Your objective:
Every line in the following data that has "enough" counts toward the total; state that total alone.

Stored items
PR #527, opened 2022-04-06
[GSOC]225-Resnet18 QAT with weights obtained from Pytorch Image Model

tiny-dentist:
Added an example of pretrained Resnet18 model with weights obtained from Pytorch-Image-Model. Fine tuned for training on custom dataset. Applied Quantization Aware Training to it and exported both FP32 and INT8 model to ONNX for conversion to OpenVINO IR format. Benchmarked both the models on 1000 images and calculated time required and FPS obtained.

FP32 benchmark:

FP32_benchmark

INT8 Benchmark:

INT8_benchmark


tiny-dentist:
@AlexKoff88 Here is the notebook I was talking about using TIMM to obtain a pretrained Resnet18 model which I later trained on a custom dataset and used QAT to then convert it into INT8 and into OpenVINO IR format

adrianboguszewski:
Hi @tiny-dentist. Thank you for your contribution. As this is part of one of our GSoC projects which has not been implemented this year, we decided to close it.

PR #529, opened 2022-04-06
[GSOC] 226-yolo-v4-tf object detection notebook.

thavens:
A notebook that implements Yolo-v4-tiny-tf and yolo-v4-tf. Compared to the 401 object detection notebook, changes had to be made to the output processing to find bounding boxes and to resize the image while preserving the aspect ratio for improved performance.
[yolov4 model](https://docs.openvino.ai/2021.2/omz_models_public_yolo_v4_tf_yolo_v4_tf.html)

What's left:
Some documentation / explanation.

Something I found that needs to be confirmed is that Cx, Cy (cell index) and w, h (bounding box width/height), from the documentation, needs to have order changed to Cy, Cx and h, w respectively.
Converted model input documentation should also become B, H, W, C, instead of B, C, H, W which gives an error. Whether or not the input is BGR or RGB isn't too clear yet considering the model goes by original input for dimensions.

Edit:
[New Documentation](https://docs.openvino.ai/latest/omz_models_model_yolo_v4_tf.html) is consistent with the current inputs I have. So BHWC is correct (using BGR).


raymondlo84:
Do you have a screenshot / video of it running?

thavens:
[yolo v4 tiny bgr](https://youtu.be/2rXpEB0APM4)
[yolo v4 tiny rgb](https://youtu.be/ucONs1E96pY)
Even looking frame by frame, they have a difference but it's not obvious enough to point out visually.

raymondlo84:
You can try things that are more sensitive to color channels... like apple, orange etc... ;)

    'person', 'bicycle', 'car', 'motorcycle', 'airplane', 'bus', 'train', 'truck', 
    'boat', 'trafficlight', 'firehydrant', 'stopsign', 'parkingmeter', 'bench', 'bird', 
    'cat', 'dog', 'horse', 'sheep', 'cow', 'elephant', 'bear', 'zebra', 'giraffe', 
    'backpack', 'umbrella', 'handbag', 'tie', 'suitcase', 'frisbee', 'skis', 'snowboard', 
    'sportsball', 'kite', 'baseballbat', 'baseballglove', 'skateboard', 'surfboard', 
    'tennisracket', 'bottle', 'wineglass', 'cup', 'fork', 'knife', 'spoon', 'bowl', 
    'banana', 'apple', 'sandwich', 'orange', 'broccoli', 'carrot', 'hotdog', 'pizza', 
    'donut', 'cake', 'chair', 'couch', 'pottedplant', 'bed', 'diningtable', 'toilet', 
    'tv', 'laptop', 'mouse', 'remote', 'keyboard', 'cellphone', 'microwave', 'oven', 
    'toaster', 'sink', 'refrigerator', 'book', 'clock', 'vase', 'scissors', 
    'teddybear', 'hairdrier', 'toothbrush'
]

thavens:
Super smart idea! I just tried it and can confirm the model is converted to BGR which is in line with docs. Also, I'm more confident in saying that the output documentation is wrong. I can't find anywhere I'd be wrong here. Maybe during review, you might want to look a bit closer at the result processing because accepting would imply the documentation is wrong.

thavens:
PR should be good to go now!

thavens:
Build_nbval seems to fail on clear output. Is there any way to fix that or should I just change the default functionality to open a new cv2 window instead? The default video display code is from notebook 401 though, and it runs fine on my ubuntu 20.04.

raymondlo84:
> Super smart idea! I just tried it and can confirm the model is converted to BGR which is in line with docs. Also, I'm more confident in saying that the output documentation is wrong. I can't find anywhere I'd be wrong here. Maybe during review, you might want to look a bit closer at the result processing because accepting would imply the documentation is wrong.

:D When you got stuck enough -- you will start grabbing whatever it takes to debug. :)

raymondlo84:
> Build_nbval seems to fail on clear output or no output. Is there any way to fix that or should I just change the default functionality to open a new cv2 window instead? The default video display code is from notebook 401 though, and it runs fine on my ubuntu 20.04. image

It should not use the pop up for the ci? I would see what @adrianboguszewski would say about this

thavens:
[check](https://github.com/pytube/pytube/issues/1299)
[fix](https://stackoverflow.com/questions/68945080/pytube-exceptions-regexmatcherror-get-throttling-function-name-could-not-find/71903013#71903013)
There seems to be an issue with PyTube and Cypher for regex search. Youtube changed something on their side and I'd have to modify the library or wait for the fix to be put on pip or somehow remove the dependency on pytube.

thavens:
Ok, so I tried using the GUI-based popup for OpenCV to output images. This fixed the issue on systems with GUI but now it fails on the systems which I assume have no GUI. I'm running this on ubuntu 22.04 python 3.8 w/ GUI so I know it works.
I think notebook 401 passed the tests without a workaround because it used webcam input and didn't trigger the automatic error when there is no output within 5 seconds.

Docker build failed because it doesn't seem to have the updated pytube library. Maybe someone can update the docker image to pytube 12.1.0.

adrianboguszewski:
Hi @thavens. Thank you for your contribution. This notebook is very similar to 401. Moreover, we're going to add Yolo v5, so we decided not to merge this.

PR #530, opened 2022-04-07
Update piplock

Debskij:


helena-intel (approved):
Thanks @Debskij! Is this a revert to a previous Pipfile.lock? I noticed in the diff that many packages have lower versions now than in the current version. 

Merging this now, since with existing Pipfile.lock CI fails for Docker, and CI passes with this PR.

Final answer:
2